Ben Allanson Head of Investor Relations

Great. Moving on to AI. Jeff van Sinderen has two-part question. One, can you discuss the developments you're witnessing in customer projects that involve AI? Second, would you kindly elaborate on how Stagwell is leveraging AI within its shared services platform and operations to enhance efficiency?

Mark Penn Chairman

Certainly. We currently have about 300 to 400 employees engaged with our central AI innovation initiatives. Reflecting on our investment in the Stagwell Marketing Cloud and Central Innovation Group, these areas were foundational to our growth. As Frank indicated, our EBITDA could be even higher by approximately $14 million were it not for our continued investment in AI technologies and associated products. We're surveying our teams to identify their specific AI needs. On the client front, there is a demand for capabilities like summarizing information for clarity and diverse interactions with data, including text-to-video functions. Clients prioritize the safety of their data interactions, which is why we are developing secure AI applications to ensure data integrity. We envision monumental changes, enabling clients to query vast data sets seamlessly and effortlessly compared to prior manual processes, and we anticipate significant transformation as AI is integrated into clients' technologies.

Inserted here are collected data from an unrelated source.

PR #31029, opened 2024-01-24
unprivileged doc: Warn about running installation script again

odinho:
I did the very unfortunate thing to run the dpkg installation again as suggested to 'quick fix' the issue Home Assistant was seeing. It was not a quick fix, it's quite invasive since it can block you out from the entire home assistant computer. (it changed the /etc/interfaces etc, even if those were in fact made by home assistant itself)

This install did show up as 'supported', so even if it had some extra packages on the outside (ssh, and gnome) everything else was as expected.

So now I'm locked out of a computer that's in an empty house 7 hours one way away. :'(

I did think it would take over the computer, which is okay, it's only used for home assistant, but it making itself inaccessible from internet should probably get an extra mention here I think :)

## Proposed change

Mention that the suggested fix can change internet settings.

## Type of change

## Checklist

### DIFF
--- a/source/more-info/unhealthy/privileged.markdown
+++ b/source/more-info/unhealthy/privileged.markdown
@@ -16,3 +16,7 @@ If you are running an older version of our Home Assistant OS, update it in the
 If this is not our Home Assistant OS, your operating system might be out of date. Try checking for and
 installing updates, then restarting your system. If this doesn't work, you may need to re-run our
 [convenience installation script](https://github.com/home-assistant/supervised-installer).
+
+Note this may lock you out of your instance unless you have physical access, since it will reset all
+network settings and take over the machine again. If you are able, a more targeted fix is probably
+warranted.
--- a/source/more-info/unhealthy/privileged.markdown
+++ b/source/more-info/unhealthy/privileged.markdown
@@ -14,9 +14,9 @@ If you are running an older version of our Home Assistant OS, update it in the
 {% my configuration title="Configuration" %} panel.
 
 If this is not our Home Assistant OS, your operating system might be out of date. Try checking for and
-installing updates, then restarting your system. If this doesn't work, you may need to re-run our
-[convenience installation script](https://github.com/home-assistant/supervised-installer).
+installing updates, then _restarting your system_.
 
-Note this may lock you out of your instance unless you have physical access, since it will reset all
-network settings and take over the machine again. If you are able, a more targeted fix is probably
-warranted.
+If this doesn't work, you may need to re-run our
+[convenience installation script](https://github.com/home-assistant/supervised-installer). Note this 
+may lock you out of your instance unless you have physical access, since it will reset all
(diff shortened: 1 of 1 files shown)


odinho:
<del>Reading more up on this. I think the docs should actually mention that this is a known bug and you should simply try doing a restart of the supervisor container or the host system first.

Now I did a real stupid thing (should have checked what the `.deb` file actually was going to do), for something that would have had a really simple workaround that _actually_ works.</del>

https://github.com/home-assistant/supervisor/issues/4381

Unsure whether to close this and make a new PR, or just push the overwritten update here. Ah, I'll push a new commit, that way they're both in.

---

Edit: Well that makes me both look and feel super stupid. It's actually there in the text. I must have somehow glanced over it or didn't consider it relevant. Had I known the issue was supervisor got an update I could understand how a reboot might fix it, I guess I ignored it.

Really time to go to bed. I made the restart bit stick out a bit and kept the warning about the installer deb ('convenience script') in.

agners:
Ugh, I see, yeah that is unfortunate :cry: 

Adding the emphasis on restart make sense.

However, the note about resetting the network settings are probably better placed in the [supervised-installer](https://github.com/home-assistant/supervised-installer) REDME.md. Ideally probably with a warning emphasis (https://github.com/orgs/community/discussions/16925).

source/more-info/unhealthy/privileged.markdown
```diff
@@ -14,5 +14,9 @@ If you are running an older version of our Home Assistant OS, update it in the
...
 
 If this is not our Home Assistant OS, your operating system might be out of date. Try checking for and
-installing updates, then restarting your system. If this doesn't work, you may need to re-run our
-[convenience installation script](https://github.com/home-assistant/supervised-installer).
+installing updates, then _restarting your system_.
+
+If this doesn't work, you may need to re-run our
+[convenience installation script](https://github.com/home-assistant/supervised-installer). Note this 
+may lock you out of your instance unless you have physical access, since it will reset all
+network settings.
```
agners, line 22: This is also no longer a install script actually, so we probably should suggest this:

```suggestion
If this doesn't work, you may need to re-install the [Home Assistant Supervised Debian Package](https://github.com/home-assistant/supervised-installer).
```

@ikifar2012 more generally, do we have instructions how to update/maintain a Supervised installation? What is the general expectation?

agners (changes requested):

source/more-info/unhealthy/privileged.markdown
ikifar2012: The expectation is that the Debian package and OS Agent are supposed to always be on the latest version... it seems the [ADR](https://github.com/home-assistant/architecture/blob/master/adr/0014-home-assistant-supervised.md) mentions the agent always being up to date but not the installer package itself, maybe it should explicitly mention that in the ADR?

Ben Allanson Head of Investor Relations

Lastly, regarding your growth ambitions in media business and digital capabilities internationally, alongside potential divestitures. What do you foresee in terms of deleveraging by the end of 2024 given that we're presently at 3x leverage?

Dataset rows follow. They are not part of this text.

PR #31161, opened 2024-01-31
Update statistics-graph.markdown

spacecabbie:
accidently removed the `` around min restored this.


c0ffeeca7 (approved):
Thank you for the catch, @spacecabbie :+1:

PR #31273, opened 2024-02-06
service-calls: added info that target values should be lower-cased

MacDada:
Added info about values case–(in)sensitivity.

I was surprised when my `area_id` did not work, only later to notice, that the value is case–sensitive. Apparently, it is different from `entity_id`, which is case–insensitive.

## Type of change

### DIFF
--- a/source/_docs/scripts/service-calls.markdown
+++ b/source/_docs/scripts/service-calls.markdown
@@ -28,7 +28,7 @@ Instead of targeting an entity, you can also target an {% term area %} or {% ter
 This is done with the `target` key.
 
 A `target` is a map that contains at least one of the following: `area_id`, `device_id`, `entity_id`.
-Each of these can be a list.
+Each of these can be a list. The values should be lower-cased.
 
 The following example uses a single service call to turn on the lights in the
 living room area, 2 additional light devices and 2 additional light entities:


source/_docs/scripts/service-calls.markdown
```diff
@@ -28,7 +28,7 @@ Instead of targeting an entity, you can also target an {% term area %} or {% ter
 This is done with the `target` key.
 
 A `target` is a map that contains at least one of the following: `area_id`, `device_id`, `entity_id`.
-Each of these can be a list.
+Each of these can be a list. The values of `entity_id` are case–insensitive, while `area_id` and `device_id` are case–sensitive.
```
frenck: Everything should be considered case-sentitive. Let's adjust the text to reflect that.

frenck (changes requested):

source/_docs/scripts/service-calls.markdown
MacDada: Actually, when I'm trying to create areas `foo` and `FOO` at http://homeassistant.local:8123/config/areas/dashboard -> I'm getting `The name FOO (foo) is already in use` error.

That would mean, that the areas should also be case–**in**sensitive when being a target. Or the other way,  if they _should_ be case–sensitive, that would mean that there is a bug in the dashboard…

Anyway: I'd love it, if the docs reflected the real behaviour, not a wishful thinking.

frenck: > That would mean, that the zones should also be case–insensitive when being a target. 

You are mixing up scopes.

> Anyway: I'd love it if the docs reflected the real behaviour, not the wishful thinking.

Yup, well, there is a backward compatibility layer active, but entities IDs have naming limits and are case sensitive (capital letters cannot be used in entity names, try it yourself, rename an entity ID).

MacDada: > You are mixing up scopes.

Kinda, probably, yeah. I'm looking for consistency -> some way to lower [WTF–factor](https://www.reddit.com/r/ProgrammerHumor/comments/cd1xio/wtfs_per_minute/) ;-)

> capital letters cannot be used in entity names, try it yourself, rename an entity ID

When I edit entity_id with changed caps, the error is that the entity_id already exists -> proving in yet another place, that entity_ids are case–insensitive, not case–sensitive.

The error message does not state that capital letters are invalid:

Screenshot 2024-02-06 at 23 16 24

---

EDIT1: when I change it entirely with upper caps, the error message is different -> just "invalid", without pointing to disallowed capital letters, but I trust that it's the reason:

Screenshot 2024-02-06 at 23 18 46

---

EDIT2: the experiment is telling me that maybe capital letters are not allowed on entity–management, but entity_ids are case **in**sensitive anyway.

frenck: Still, they are consider so. The point is: We have some backward compatible logic/history in place. That doesn't make it a good idea or feature.

Please adjust the text as suggested, thanks!

MacDada: > Everything should be considered case-sentitive.

I'm not sure how to phrase that… Maybe just say the values should be lower-cased (if this is an actual rule for IDs)?

I mean, if the letters cannot be (can't be set to) uppercase, then the point about case–sensitivity is a bit moot.

MacDada: Maybe this?

```
Each of these can be a list. As always, be mindful about values [case sensitivity](/docs/configuration/yaml/#upper-and-lower-case).
```

Is there a better way to make the link?

frenck: > I'm not sure how to phrase that… Maybe just say the values should be lower-cased

Perfect! 👌

MacDada: > > I'm not sure how to phrase that… Maybe just say the values should be lower-cased
> 
> Perfect! 👌

Rebased and pushed a new commit.

frenck (commented):
Thanks, @MacDada 👍 

../Frenck

frenck (approved):
Thanks, @MacDada 👍 

../Frenck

Indeed, we stand at a leverage ratio of 3x now. We expect this to trend down into the mid-2s by year-end, primarily driven by the stronger cash flows we anticipate in the latter half of the year. As we progress through Q2, Q3, and particularly in Q4, we expect substantial cash inflow to facilitate this reduction in our leverage ratio.

Ben Allanson Head of Investor Relations

Great. That brings us to a close on our first-quarter earnings call. Thank you very much for joining us, and I hope you'll be able to join us in a few months for our second-quarter call.